In this work, benzotriazolium salts have been introduced as efficient, readily accessible, bench-stable Lewis acid catalysts. Though these sorts of N-heterocyclic compounds have found wide applications as ionic liquids or electrolytes, their Lewis acid catalytic activity remained unexplored. Herein, their potential as Lewis acid catalysts was demonstrated in two prototypical allylic and Nazarov cyclization reactions, showing a matching reactivity and allowing low catalytic loadings (down to 0.5 mol %).

The ability of Lewis acids (LAs) to form acid–base adducts and activate small molecules has been widely used in synthesis and catalysis,[1] hence being established as a powerful tool in a large variety of chemical processes.
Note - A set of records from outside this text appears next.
Issue #600, opened 2020-04-30
Enhancement: add new miniterm option '-l = add LF to every CR received'


pawosm-arm:
This option is present in most of serial port terminal programs and I've found it extremely useful (e.g. when sending copy-pasted blocks of text, LF's are never sent to the other side, so the receiving side should add LF before every CR to prevent screen being messy). It would be great to have it in `miniterm` too. The logic is simple. With this option specified: for every 'CR' received, cursor should go to the next line (as if LF was received) before returning to the beginning of the line (which is the result of CR).

ghaerr:
Hello @pawosm-arm,

Would you like to take a pass at implementing this, since you'll also be able to test it?

pawosm-arm:
Sure, I'll look into it.

pawosm-arm:
Putting this aside, I could for a first time observe how miniterm is built:

```
miniterm.c: In function 'main':
miniterm.c:389:27: warning: variable 'enable_dtr' set but not used [-Wunused-but-set-variable]
  bool enable_rts = false, enable_dtr = false;
                           ^~~~~~~~~~
miniterm.c:389:7: warning: variable 'enable_rts' set but not used [-Wunused-but-set-variable]
  bool enable_rts = false, enable_dtr = false;
       ^~~~~~~~~~
```
Looks like miniterm does nothing about RTS and DTR...

ghaerr:
> Looks like miniterm does nothing about RTS and DTR...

Although classical main-group Lewis acids containing elements with low-lying free orbitals like boron, aluminum, silicon, or phosphorus have been studied intensively,[1,2] nitrogen-centered Lewis acids have just recently evoked a rising interest. This field was most probably long neglected since the common compounds showing an N-centered electrophilic behavior, such as nitrenes, azides, or diazo derivatives, led to rather unstable Lewis acid–Lewis base adducts or presented strong oxidizing properties like nitronium salts, hampering their application as Lewis acids.[3] Alternatively, the carbene-isoelectronic cationic nitrenium ions have proved more suitable for the design of novel nitrogen Lewis acid structures. Hence, although previously prepared, since the study on the electronic features of stable triazolium ions by the group of Boche in 1996,[4] this type of nitrenium salt became an important building block for the synthesis of organocatalysts, serving as precatalysts,[5] dual catalysts,[6] or ligands.[7] Nevertheless, stable adduct formation between triazinium ions and several Lewis bases was reported by Gandelman et al. in 2017 (Scheme A, left),[8] which resembled the Lewis acidic behavior that was already known for its heavier phosphonium[9,10] and arsenium[11] analogues. This Lewis acid reactivity was then further demonstrated by the group of Stephan using indazolium salts (Scheme A, middle)[12] and extended to frustrated Lewis pair (FLP)[13] driven chemistry (Scheme A, right).[14]

Scheme 1

(A) Nitrenium-Based LA Structures Employed in Acid–Base Adduct Formation and FLP Chemistry, (B) First Nitrenium LA Catalysis, and (C) Benzotriazolium Salts (BZTs) as Novel LA Catalysts

Furthermore, only very recently has the unprecedented use of nitrenium-based Lewis acids in catalysis been described. Thus, in 2020 Goicoechea et al. employed catalytic amounts of a triazinium cation to promote several organic reactions, including hydrogenations, reductions, and a Friedel–Crafts reaction (Scheme B).[15] However, in this pioneering report, only six-membered triaziniums have been proven as efficient N-based Lewis acids, and a few limited types of reactions involving mainly carbonyl and silane activation could be accomplished to date. Therefore, the development of further nitrenium-based catalysts with enhanced and/or adjusted Lewis acid properties to allow for a broader synthetic application is still highly desirable.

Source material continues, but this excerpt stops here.